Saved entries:

Issue #65, opened 2023-05-02
Support for cipher suite negotiation


malishav:
The code base currently expects a single cipher suite and will fail if anything else is received (e.g. multiple supported suites). This issue aims to add support for parsing multiple supported suites although only one is supported.

malishav:
Resolved with #71 , closing

PR #71, opened 2023-05-10
Support parsing multiple cipher suites

geonnave:
Addressing #65.

### DIFF
--- a/hacspec/src/lib.rs
+++ b/hacspec/src/lib.rs
@@ -58,41 +58,48 @@ pub fn r_process_message_1(
     if current_state == EDHOCState::Start {
         // Step 1: decode message_1
         // g_x will be saved to the state
-        let (method, supported_suites, g_x, c_i) = parse_message_1(message_1);
+        let res = parse_message_1(message_1);
 
-        // verify that the method is supported
-        if method.declassify() == EDHOC_METHOD {
-            // Step 2: verify that the selected cipher suite is supported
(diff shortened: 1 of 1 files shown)


hacspec/src/lib.rs
```diff
@@ -601,17 +608,112 @@ pub fn construct_state(
     )
 }
 
+fn parse_cipher_suites(
```
malishav, line 611: Since the function is specific to parsing `SUITES_I` in `message_1` consider renaming it accordingly. e.g. `parse_suites_i`

malishav (commented):
Thanks for the PR! Couple of comments inline. This made me think that we will at some point need to add the protocol logic for sending back the error, as per Section 6.3 of draft-ietf-lake-edhoc-19. This does not need to be in this PR, but let's track it in the issues.

geonnave:
Comments addressed, Rust version pushed.

malishav (commented):
One last comment before merging which I just realized: Could you add the unmodified `message_1` test vector from draft-ietf-lake-traces-05. Previously, I had to modify it manually to have a single suite in the message. Now, it should just work as-is. The test vector for message_1 is:

`03 82 06 02 58 20 8a f6 f4 30 eb e1 8d 34 18 40 17 a9 a1 1b f5 11 c8
df f8 f8 34 73 0b 96 c1 b7 c8 db ca 2f c3 b6 37`

geonnave:
Test vector updated.

Also had to do some changes in `encode_message_1` and found / fixed a bug in `parse_suites_i`.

--- What the task asks ---
Using the records above, please retype only the run of lines from the line holding "Test vector updated." through the last line, both ends included.

--- Task response ---
Test vector updated.

Also had to do some changes in `encode_message_1` and found / fixed a bug in `parse_suites_i`.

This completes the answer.